%%

PR #109, opened 2026-06-24
feat: correct labels for APY + TPY printing

nina-dk:
[task](https://partners.flarmio.com/admin/dev/all/tasks?savedView=6a0d8b33cdba6716a23271b8&task=6a354b6bb2c4dda467a1e2a9)

### DIFF
--- a/src/modules/printer.ts
+++ b/src/modules/printer.ts
@@ -1941,6 +1941,9 @@ const printPaymentReceipt = async (
         // Determine invoice type label based on AADE code
         let invoiceTypeLabel: string;
         switch (aadeInvoice?.header?.code) {
+          case '11.2':
+            invoiceTypeLabel = translations.printOrder.serviceReceipt[lang];
+            break;
           case '11.4':
             invoiceTypeLabel = translations.printOrder.retailCreditNote[lang];
             break;
@@ -2019,7 +2022,9 @@ const printPaymentReceipt = async (
         printer.newLine();
         printer.println(
           tr(
-            `${translations.printOrder.recieptEnd[lang]}`,
+            aadeInvoice?.header?.code === '11.2'
+              ? `${translations.printOrder.serviceReceiptEnd[lang]}`
+              : `${translations.printOrder.recieptEnd[lang]}`,
             settings.transliterate
           )
         );
@@ -2428,7 +2433,9 @@ const printMyPelatesReceipt = async (
         printer.newLine();
         printer.println(
           tr(
-            `${translations.printOrder.recieptEnd[lang]}`,
+            aadeInvoice?.header?.code === '11.2'
+              ? `${translations.printOrder.serviceReceiptEnd[lang]}`
+              : `${translations.printOrder.recieptEnd[lang]}`,
             settings.transliterate
           )
         );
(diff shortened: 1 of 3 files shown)


src/modules/printer.ts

%%

→ **Assigned task**:
Restate the records word for word, leaving nothing out.

→ **Result of the exercise**:
PR #109, opened 2026-06-24
feat: correct labels for APY + TPY printing

nina-dk:
[task](https://partners.flarmio.com/admin/dev/all/tasks?savedView=6a0d8b33cdba6716a23271b8&task=6a354b6bb2c4dda467a1e2a9)

### DIFF
--- a/src/modules/printer.ts
+++ b/src/modules/printer.ts
@@ -1941,6 +1941,9 @@ const printPaymentReceipt = async (
         // Determine invoice type label based on AADE code
         let invoiceTypeLabel: string;
         switch (aadeInvoice?.header?.code) {
+          case '11.2':
+            invoiceTypeLabel = translations.printOrder.serviceReceipt[lang];
+            break;
           case '11.4':
             invoiceTypeLabel = translations.printOrder.retailCreditNote[lang];
             break;
@@ -2019,7 +2022,9 @@ const printPaymentReceipt = async (
         printer.newLine();
         printer.println(
           tr(
-            `${translations.printOrder.recieptEnd[lang]}`,
+            aadeInvoice?.header?.code === '11.2'
+              ? `${translations.printOrder.serviceReceiptEnd[lang]}`
+              : `${translations.printOrder.recieptEnd[lang]}`,
             settings.transliterate
           )
         );
@@ -2428,7 +2433,9 @@ const printMyPelatesReceipt = async (
         printer.newLine();
         printer.println(
           tr(
-            `${translations.printOrder.recieptEnd[lang]}`,
+            aadeInvoice?.header?.code === '11.2'
+              ? `${translations.printOrder.serviceReceiptEnd[lang]}`
+              : `${translations.printOrder.recieptEnd[lang]}`,
             settings.transliterate
           )
         );
(diff shortened: 1 of 3 files shown)


src/modules/printer.ts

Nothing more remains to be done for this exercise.